SUPPLIED MATERIAL START
PR #6133, opened 2025-03-26
feat: (ui-coverage) add examples for protocol-agnostic views and viewFilters

astone123:
Update UI coverage docs to show examples of specifying views and view patterns without a specific protocol.

See related PR https://github.com/cypress-io/cypress-services/pull/10437

### DIFF
--- a/docs/partials/_viewfilters.mdx
+++ b/docs/partials/_viewfilters.mdx
@@ -137,3 +137,32 @@ https://cypress.io/error/500
 ```
 https://cypress.io/home
 ```
+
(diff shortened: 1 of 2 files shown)


marktnoonan (approved):
Looks good. I might like to add some more explainer text, but I think that would make sense across this whole page and should come in a new PR, this correctly documents the current behavior.

marktnoonan (changes requested):
(Blocking for now as I noticed the related PR for the functionality hasn't merged yet.)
SUPPLIED MATERIAL END
• TASK DESCRIPTION: Exactly and only the lines from the line containing "See related PR" through the final line of the records above must be returned.

• RESULT OF THIS EXERCISE:
See related PR https://github.com/cypress-io/cypress-services/pull/10437

### DIFF
--- a/docs/partials/_viewfilters.mdx
+++ b/docs/partials/_viewfilters.mdx
@@ -137,3 +137,32 @@ https://cypress.io/error/500
 ```
 https://cypress.io/home
 ```
+
(diff shortened: 1 of 2 files shown)


marktnoonan (approved):
Looks good. I might like to add some more explainer text, but I think that would make sense across this whole page and should come in a new PR, this correctly documents the current behavior.

marktnoonan (changes requested):
(Blocking for now as I noticed the related PR for the functionality hasn't merged yet.)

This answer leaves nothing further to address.